I Giochi continuano a essere epicentro della scena internazionale anche nelle edizioni successive, a partire da quella drammatica del 1972. A Monaco di Baviera il commando palestinese di Settembre Nero fa irruzione nel Villaggio Olimpico, puntando la delegazione israeliana, uccidendo due atleti e prendendone in ostaggio altri nove, che finiranno trucidati dopo il tentativo di liberazione da parte della polizia tedesca. La Germania ospitava per la prima volta dalla fine della guerra un evento di portata mondiale e l'episodio assume contorni funesti anche dal punto di vista simbolico. Perfino quando l'ondata terroristica degli Anni 70 sembra sul punto di placarsi, le tensioni non si allentano e in piena Guerra Fredda gli Stati Uniti boicottano le Olimpiadi di Mosca del 1980. Quattro anni dopo la Perejstroika non è ancora avviata e a Los Angeles arriva la ripicca sovietica. La stessa caduta del Muro, anziché placare le tensioni, acuisce i contrasti in molti dei Paesi del blocco dell'Est. 
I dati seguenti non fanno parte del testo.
PR #1180, opened 2020-07-23
Use AsyncSleep trait in solution submission

e00E:
Previously we introduced a `handle_submit_result` function in order to
be able to test is separately because `submit_solution` was using
`async_std::timeout`.
Now that we have the async sleep trait we no longer need the extra
function by using `future::select` with the sleep instead of `timeout`.
This is also a step towards handling the nonce already used race
condition correctly which will be done in another PR.

### Test Plan
Unit tests adapted but this isn't change in observable behavior.

### DIFF
--- a/core/src/solution_submission.rs
+++ b/core/src/solution_submission.rs
@@ -1,20 +1,20 @@
 mod retry;
 
 use crate::{
-    contracts::stablex_contract::StableXContract,
+    contracts::stablex_contract::{NoopTransactionError, StableXContract},
     gas_station::GasPriceEstimating,
     models::{BatchId, Solution},
+    util::AsyncSleeping,
 };
 
 use anyhow::{anyhow, Error, Result};
-use async_std::future::TimeoutError;
 use ethcontract::{
     errors::{ExecutionError, MethodError},
     jsonrpc::types::Error as RpcError,
     web3::{error::Error as Web3Error, types::TransactionReceipt},
     U256,
 };
-use futures::future::{BoxFuture, FutureExt as _};
+use futures::future::{self, BoxFuture, Either, FutureExt as _};
 use log::info;
 use pricegraph::num;
 use retry::SolutionTransactionSending;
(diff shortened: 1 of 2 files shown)


core/src/solution_submission.rs
```diff
@@ -142,40 +146,27 @@ impl<'a> StableXSolutionSubmitter<'a> {
...
-                "solution submission transaction not confirmed in time"
-            )))
-        }
+    ) -> Result<(), NoopTransactionError> {
+        // Add some extra time in case of desync between real time and ethereum node current block time.
+        let deadline = BatchId::from(batch_index).solve_end_time() + Duration::from_secs(30);
+        let remaining = deadline
+            .duration_since(SystemTime::now())
+            .unwrap_or(Duration::from_secs(0));
+        self.async_sleep.sleep(remaining).await;
```
fleupold, line 159: Should we still attempt the cancellation even if the other future has already completed? Or should we have some conditional variable that we signal when the tx gets confirmed to avoid causing unnecessary failure on the node?

fleupold (approved):
I like the use of the async sleeping trait a lot! Wondering if we can implement a `cancellable_exec_after` style logic where we don't send the noop tx in case it was already mined.

core/src/solution_submission.rs
e00E: The way this works is that both futures are created and then "race" in the call to `select`. But the cancel future only sends the noop transaction after sleeping until the deadline. So if the solution submission future completes first the cancel futures is dropped and will never send the noop transaction.

nlordell: Yup! The sleep + cancel future will stop being `poll`-ed once the submit future completes and therefore stop progressing.

There is a subtle case where the cancel transaction will just have been sent when the submit solutions transaction completes. However I believe this case will also be gracefully handled as the node will deny the transaction (since it had the same nonce as a mined tx) and the deadline future won't produce an error as it will not be `poll`-ed further, causing it not to handle the nodes error response.

fleupold: That makes sense and sounds good. I was just worried that we will always send a noop tx on every submission which doesn't seem to be the case. I don't know if the "drop" behavior can be easily tested now that we control the sleep. If so it would be nice to add, but otherwise never mind.

nlordell (approved):

Issue #1143, opened 2020-07-17
Solution Submission error: Transaction nonce is too low.


e00E:
TLDR: Solution submission transaction got mined right when we submitted a new transaction with higher gas price so the new transaction failed but the solution was already correctly submitted.

We saw this error in the [logs](https://logs.gnosis.io/app/kibana#/discover?_g=(refreshInterval:(pause:!t,value:0),time:(from:'2020-07-17T10:10:00.000Z',mode:absolute,to:'2020-07-17T10:15:00.000Z'))&_a=(columns:!(log),filters:!(('$state':(store:appState),meta:(alias:!n,disabled:!f,index:'63bc0b10-5f93-11e9-bf17-fbe383fc7c9c',key:kubernetes.pod_name,negate:!f,params:(query:standard-solver-mainnet,type:phrase),type:phrase,value:standard-solver-mainnet),query:(match:(kubernetes.pod_name:(query:standard-solver-mainnet,type:phrase)))),('$state':(store:appState),meta:(alias:!n,disabled:!t,index:'63bc0b10-5f93-11e9-bf17-fbe383fc7c9c',key:log,negate:!t,params:(query:transport,type:phrase),type:phrase,value:transport),query:(match:(log:(query:transport,type:phrase)))),('$state':(store:appState),meta:(alias:!n,disabled:!f,index:'63bc0b10-5f93-11e9-bf17-fbe383fc7c9c',key:log,negate:!f,params:!(driver,core),type:phrases,value:'driver,%20core'),query:(bool:(minimum_should_match:1,should:!((match_phrase:(log:driver)),(match_phrase:(log:core))))))),index:'63bc0b10-5f93-11e9-bf17-fbe383fc7c9c',interval:auto,query:(language:lucene,query:''),sort:!('@timestamp',desc))).

Relevant parts:

1. > 2020-07-17T10:10:49.899Z INFO [core::driver::stablex_driver] Computed solution for batch 531660
2. > 2020-07-17T10:10:50.104Z DEBG [core::transport] [id:3990] sending request: {"jsonrpc":"2.0","method":"eth_getTransactionCount"
3. > 2020-07-17T10:10:50.109Z DEBG [core::transport] [id:3990] received response: '{"jsonrpc":"2.0","result":"0x6ed","id":3990}'
4. > 2020-07-17T10:10:50.175Z INFO [core::solution_submission] solution submission try 0 with gas price 78100000001
[...]

PR #1182, opened 2020-07-23
Fix race condition when cancelling solution submission transaction

e00E:
When the solution submission transaction and the cancellation
transaction execute at the same time it is possible for us to observe
the failure first.
Previously we did not detect this case and could emit an error message
when there was not actually an error.
This commit handles this situation by waiting on and returning the
result of the other transaction if the first one completes with a "nonce
already used error".

This is part #1143 . In another PR a similar case in `retry.rs` will
be handled.

### Test Plan
Unit tests for the new logic.

### DIFF
--- a/core/src/solution_submission.rs
+++ b/core/src/solution_submission.rs
@@ -133,7 +133,7 @@ impl<'a> StableXSolutionSubmitter<'a> {
     }
 
     /// Turn a method error from a solution submission into a SolutionSubmissionError.
-    async fn make_error(
+    async fn convert_submit_error(
         &self,
         batch_index: u32,
         solution: Solution,
@@ -166,6 +166,18 @@ impl<'a> StableXSolutionSubmitter<'a> {
             }
         }
         SolutionSubmissionError::Unexpected(err.into())
+    }
+
+    async fn convert_submit_result(
+        &self,
+        batch_index: u32,
+        solution: Solution,
+        result: Result<(), MethodError>,
+    ) -> Result<(), SolutionSubmissionError> {
+        match result {
+            Ok(()) => Ok(()),
+            Err(err) => Err(self.convert_submit_error(batch_index, solution, err).await),
+        }
     }
 
     async fn cancel_transaction_after_deadline(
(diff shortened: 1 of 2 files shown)


core/Cargo.toml
```diff
@@ -16,6 +16,7 @@ ethcontract = "0.7.2"
 futures = { version = "0.3.5", features = ["compat"] }
 futures-timer = "3.0.2"
 isahc = { version = "0.9.6", features = ["json"] }
+jsonrpc-core = "14.2.0"
```
nlordell, line 19: This is not needed and re-exported through `ethcontract` as `use ethcontract::jsonrpc`. I would prefer to use the re-export to ensure that the jsonrpc-core version always matches the version needed by `ethcontract` and `web3`.

core/src/solution_submission.rs
```diff
@@ -246,18 +266,67 @@ fn extract_transaction_receipt(err: &MethodError) -> Option<&TransactionReceipt>
...
+
+impl IsNonceError for ExecutionError {
+    fn is_nonce_error(&self) -> bool {
+        // This is the error as we've seen it on openethereum nodes.
+        // TODO: check how this looks on geth and infura. Not recognizing the error is not a serious
+        // problem but it will make us sometimes log an error when there actually was no problem.
+        match self {
+            ExecutionError::Web3(Web3Error::Rpc(RpcError { code, message, .. }))
+                if code.code() == -32010
+                    && message.find("Transaction nonce is too low.").is_some() =>
```
nlordell, line 292: I think this might be node dependant (especially the message).

core/src/solution_submission.rs
```diff
@@ -417,4 +486,80 @@ mod tests {
             .unwrap();
         assert!(result.is_err());
     }
+
+    #[test]
+    fn submission_completes_during_cancellation() {
```
nlordell, line 491: :rocket:

core/src/solution_submission.rs
```diff
@@ -211,27 +226,32 @@ impl<'a> StableXSolutionSubmitting for StableXSolutionSubmitter<'a> {
             });
             let cancel_future = self.cancel_transaction_after_deadline(batch_index, nonce);
 
+            // Run both futures at the same time. When one of them completes check whether the
+            // result is a "nonce already used error". If this is the case then the other future's
+            // transaction must have gone through so return that one instead.
+            // We need to handle this error because exactly one of the transactions will go through
+            // but we might observe the other transaction failing first.
             futures::pin_mut!(cancel_future);
             match future::select(submit_future, cancel_future).await {
```
nlordell, line 235: Is there a reason why you prefer this over the `futures::select!` macro? I find it a bit more ergonomic so you don't have to deal with `Either`. I think it just requires the futures to be `.shared()` so that they are fused and pinned, and then they can be reused after the `select!` invocation.

nlordell (commented):
Just some concerns about the nonce error detection may be node specific.

core/src/solution_submission.rs
e00E: I agree. There is a comment about this right above.

core/src/solution_submission.rs
e00E: I find function + Either more natural than a macro.  With select! I am less sure about what control flow happens internally. In this case we also need access to the future that is still running when the other one completes. It isn't clear from the select! documentation whether that is possible.

core/src/solution_submission.rs
nlordell: 🙈

core/src/solution_submission.rs
nlordell: To be clear, I fine with how it is now, I was just curious.

fleupold: Why not reuse the `select_ignoring_nonce_error` function you wrote in the other PR? With the current logic, I'd be slightly worried that there is still a chance the cancellation tx failed due to "nonce too low", yet the solution submission tx might have gone through (I know we wait 30s before we send the tx, but let there be some sync issue between the nodes or a small reorg). I think it would be better to actually wait on the result of the submit future.

fleupold (approved):
Really nice unit test! Wondering if we could reuse the select future helper from the other PR?

core/src/solution_submission.rs
e00E: I don't understand. If the cancellation tx has nonce too low then we do wait on the submit tx.

fleupold: You are right, the logic seems correct the way it is. 
I'm still wondering why the `select_ignoring_nonce_error` would not be applicable here?

e00E: That function is only introduced in the next PR and is specific to the retry module because of the return types and because of the fact that it takes a vector instead of working on two futures. I can see that a generalization might be possible so that the same function can be used in both cases but I'd rather do that after both PRs are done.

fleupold: Doing it in a separate PR makes sense. My reasoning for reusing it is that the logic itself here is rather complicated (cf. my misunderstanding of how the thing worked) and thus could benefit from being abstracted and tested away in a common logic part.

nlordell (approved):

core/src/solution_submission.rs
nlordell: Created https://github.com/gnosis/dex-services/issues/1196

PR #1183, opened 2020-07-23
Implement token price estimation in pricegraph

nlordell:
This PR implements token price estimation in `pricegraph`. Additionally this PR modifies the `historic_prices` E2E script to use this method instead of the bid ask spread. This significantly modifies what the E2E script was testing, so a new E2E script has been introduced in #1218 to produce a more valuable metric to the one that previously existed.

Regarding the imprecision, the average error of the price estimate is 28000x :warning: (mostly because of some large outliers and non-liquid tokens). In recent batches for a token like WETH this is down to around 4% since the orderbook is more dense and therefore the estimates are much more accurate. Note that the previous promising analysis on price accuracy was using a different mechanism to estimate **exchange rates** between tokens and not token prices (in OWL reference token). 

### Test Plan

New unit tests in `pricegraph`, e2e historic prices now uses the new estimation API:
```
cargo run --release -p e2e --bin historic_prices -- --orderbook-file target/orderbook-file-mainnet
    Finished release [optimized] target(s) in 2.82s
54285 / 54285 [===============================================] 100.00 % 222.25/s
Processed 13200 token prices: bad estimates 46.73%, average error 28770.95%.
```

### DIFF
--- a/e2e/src/bin/historic_prices.rs
+++ b/e2e/src/bin/historic_prices.rs
@@ -1,7 +1,7 @@
 use anyhow::Result;
 use core::{history::Settlement, models::BatchId};
 use e2e::cmd;
-use pricegraph::{Element, Pricegraph};
+use pricegraph::{Element, Pricegraph, TokenId};
 use std::{fs::File, io::Write, path::PathBuf};
 use structopt::StructOpt;
 
@@ -24,10 +24,9 @@ struct Options {
 
 fn main() -> Result<()> {
     let options = Options::from_args();
+    let mut report = Report::new(File::create(&options.output_dir.join("prices.csv"))?);
 
-    let mut spreads = File::create(&options.output_dir.join("spreads.csv"))?;
-    writeln!(&mut spreads, "batch,token,price,estimate")?;
-
+    report.header()?;
     cmd::for_each_batch(&options.orderbook_file, |history, batch| {
         let settlement = match history.settlement_for_batch(batch) {
             Some(value) => value,
@@ -35,18 +34,23 @@ fn main() -> Result<()> {
         };
 
         let auction_elements = history.auction_elements_for_batch(batch)?;
-        check_batch_prices(batch, &auction_elements, &settlement, &mut spreads)?;
+        check_batch_prices(&mut report, batch, &auction_elements, &settlement)?;
 
         Ok(())
-    })
+    })?;
+
+    report.summary()
 }
 
-fn check_batch_prices(
+fn check_batch_prices<T>(
+    report: &mut Report<T>,
     batch: BatchId,
     auction_elements: &[Element],
     settlement: &Settlement,
-    mut output: impl Write,
-) -> Result<()> {
+) -> Result<()>
+where
+    T: Write,
+{
     let token_ids = &settlement.solution.token_ids_for_price;
     let prices = &settlement.solution.prices;
     debug_assert_eq!(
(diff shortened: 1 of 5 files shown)


pricegraph/src/api/price_source.rs
```diff
@@ -0,0 +1,89 @@
...
+    /// is no transitive order buying the fee token for the specified token).
+    ///
+    /// The fee token is defined as the token with ID 0.
+    pub fn estimate_token_price(&self, token: TokenId) -> Option<f64> {
+        if token == FEE_TOKEN {
+            return Some(OWL_BASE_UNIT);
+        }
+
+        // Estimate price of selling 1 unit of the reference token for each
+        // token. We sell rather than buy the reference token because volume is
```
e00E, line 21: "for each token" sounds strange because there is only one token. (In the pricegraph based price source this made sense.)

pricegraph/src/api/price_source.rs
```diff
@@ -0,0 +1,89 @@
+//! This module implements price source methods for the `Pricegraph` API so that
+//! it can be used for OWL price estimates to the solver.
+
+use crate::encoding::{TokenId, TokenPair};
+use crate::{Pricegraph, FEE_TOKEN};
+
+const OWL_BASE_UNIT: f64 = 1_000_000_000_000_000_000.0;
+
+impl Pricegraph {
+    /// Estimates the fee token price in WEI for the specified token. Returns
```
e00E, line 10: Maybe atoms instead of wei. Not sure what the standard ethereum term is but I thought wei was specifically for ether.

pricegraph/src/api/price_source.rs
```diff
@@ -0,0 +1,89 @@
...
+    /// The fee token is defined as the token with ID 0.
+    pub fn estimate_token_price(&self, token: TokenId) -> Option<f64> {
+        if token == FEE_TOKEN {
+            return Some(OWL_BASE_UNIT);
+        }
+
+        // Estimate price of selling 1 unit of the reference token for each
+        // token. We sell rather than buy the reference token because volume is
+        // denominated in the sell token, for which we know the number of
+        // decimals.
```
e00E, line 23: In our case we know it and I don't think it's a problem to hardcode this but in general we do not know this either since you can pick a different fee token. Mentioning this in case it's an indicator that the algorithm should be changed to not make this assumption but I don't know how possible that is.

e00E (approved):
No problem code wise.

pricegraph/src/api/price_source.rs
nlordell: Hehe just copy pasted comment over, nice catch!

pricegraph/src/api/price_source.rs
nlordell: This is a very valid point! I think this is something we can cleanup in the Pricegraph without much work. I would rather leave that as a separate issue/PR though as this one was really about just moving the logic to a different crate.

e2e/src/bin/historic_prices.rs
```diff
@@ -1,10 +1,13 @@
 use anyhow::Result;
 use core::{history::Settlement, models::BatchId};
 use e2e::cmd;
-use pricegraph::{Element, Pricegraph, TokenPair};
+use pricegraph::{Element, Pricegraph, TokenId};
 use std::{fs::File, io::Write, path::PathBuf};
 use structopt::StructOpt;
 
+/// Threshold at which a price estimate is considered "bad"; currently 10%.
+const BAD_ESTIMATE_THRESHOLD: f64 = 0.1;
```
fleupold, line 9: In practice this is 10000 for the current solver, right?

pricegraph/src/api/price_source.rs
```diff
@@ -0,0 +1,93 @@
...
+use crate::{Pricegraph, FEE_TOKEN};
+
+const OWL_BASE_UNIT: f64 = 1_000_000_000_000_000_000.0;
+
+impl Pricegraph {
+    /// Estimates the fee token price in atoms for the specified token.
+    /// Specifically, this price repesents the number of OWL atoms required to
+    /// buy 1e18 atoms of the specified token.
+    ///
+    /// Returns `None` if there token is not connected to the fee token (that
```
fleupold, line 14: nit `the token`

fleupold (approved):
Looks good...

e2e/src/bin/historic_prices.rs
nlordell: Yeah, this is just to get an idea for "close-ish" estimates.

PR #1193, opened 2020-07-27
Only submit solution if gas price cap is at least fast gas price

### LINKED ISSUE #1186: Noop transaction did not go through because max gas price was low
Today we noticed in the logs that the noop transaction used to cancel the solution submission did not go through which caused a future solution submission to fail.

This was likely caused by the change that makes the gas price limited by calculated based on the earned fee of the solution. If this is low then the solution transaction does not go through and we send a cancel transaction with 12.5% higher gas price. If that price still isn't enough then the the transaction does not get cancelled.

One way to fix this is to always send the the noop transaction with some minimum gas price (like the "fast" estimate). On the other hand we could also argue that we do not need to fix this as this can only be a problem if the next solution also earns so little fees that the maximum gas price has not increased, so that solution cannot be worth submitting either.
Looking at it from this perspective the best solution imo is to not even attempt to submit the solution in the first place when the maximum gas price is below our estimate for "fast".

e00E:
Now that the max gas price is calculated based on the earned fees of the
solution it is possible that we have caps that are so low that not even
the cancellation transaction completes
This commit only attempts solution submission if the gas price is at
least "fast".

Fixes #1186.

This might be obsoleted by  #1099.

### Test Plan
Ci, new unit test.


fleupold (commented):
Can we use standard for the cutoff (I think fast might prevent us from sending some solutions which could be going through).

Also wouldn't this logic fit more naturally in the `SolutionTransactionSending` implementation? It already has access to the gas estimator and seems like it could also just refuse to send a tx that is obviously not going to go through?

core/src/solution_submission.rs
```diff
@@ -213,6 +217,19 @@ impl<'a> StableXSolutionSubmitting for StableXSolutionSubmitter<'a> {
         gas_price_cap: U256,
     ) -> BoxFuture<Result<(), SolutionSubmissionError>> {
         async move {
+            // If the gas price cap is not at least the fast gas price then submitting the solution
+            // is not feasible because it would take too long.
+            match self.gas_price_estimating.estimate_gas_price().await {
+                Ok(gas_price) => {
+                    if gas_price_cap < gas_price.fast {
+                        return Err(SolutionSubmissionError::Benign(format!(
+                            "not submitting solution because gas price cap {} < fast gas price {}",
```
nlordell, line 226: Maybe we can reword this error message a bit. I think it should indicate that the solution does not generate enough fees for the current network gas price estimate.

nlordell (approved):
Just a comment on the error message.

e00E:
> Can we use standard for the cutoff (I think fast might prevent us from sending some solutions which could be going through).

The first solution transaction we send already starts at price fast (in retry.rs) so it makes sense to check for the same limit here.

> Also wouldn't this logic fit more naturally in the `SolutionTransactionSending` implementation? It already has access to the gas estimator and seems like it could also just refuse to send a tx that is obviously not going to go through?

That trait only returns MethodError but can't decide whether the result should be benign or not. Changing that requires more refactoring and creates more conflicts with the "fix race condition" PRs. Seeing as min-avg-be-per-order might replace this change I'd rather not do this.

josojo:
> > Can we use standard for the cutoff (I think fast might prevent us from sending some solutions which could be going through).
> 
> The first solution transaction we send already starts at price fast (in retry.rs) so it makes sense to check for the same limit here.

I am fine with the fast price. I think if we are missing some submission due to the difference between standard and fast speed, then these solutions are not that valuable ( the more critical factor to influence the decision will anyways the subsidiary factor)

I think we can merge the PR today and then I would do a new release tomorrow

fleupold (approved):

nlordell:
> >Can we use standard for the cutoff (I think fast might prevent us from sending some solutions which could be going through)
>
> The first solution transaction we send already starts at price fast (in retry.rs) so it makes sense to check for the same limit here.

Now that I think about it a bit more, this makes sense since the transaction might still be mined with a "standard" gas fee, but we don't want to re-submit with a higher one.

I think it would be nice to track with a prometheus metric how many solutions are being skipped because of this check.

In Jugoslavia deflagrano le rivalità fra le varie etnie che sotto Tito avevano composto la Federazione di Stati, e ben presto gli scontri sanguinosissimi nei Balcani sfociano nell'orrore della pulizia etnica. Stavolta non c'è alcuna presa di posizione di una parte: l'esclusione viene decretata dall'alto e segue l'embargo imposto dalle Nazioni Unite. Già disgregata dai tragici avvenimenti, la selezione che riusciva a unire talenti del calibro di Savicevic, Stojkovic e Boban, fra gli altri, viene estromessa dagli Europei del 1992. Al suo posto la Uefa ripesca la Danimarca, che incredibilmente vincerà il torneo. 

Sembra passato un secolo, ma a poco più di trent'anni il terrore si affaccia nuovamente alle porte d'Europa, con il conflitto fra Ucraina e Russia. Il Comitato Olimpico Internazionale stabilisce l'esclusione della seconda da Mondiali, Europei e Olimpiadi. Le nazionali israeliane non subiscono uguale sorte, ma faticano a trovare nazioni in grado di ospitare le loro partite, fisiologicamente dirottate in campo neutro. Ad accogliere la selezione di calcio è soprattutto l'Ungheria, dove nel match d'andata con l'Italia i tifosi al seguito degli azzurri si girano di spalle in segno di protesta durante l'esecuzione dell'inno della squadra “di casa”. 

Stasera l'ennesimo atto, si spera con riflettori puntati sul campo. Almeno per 90 minuti.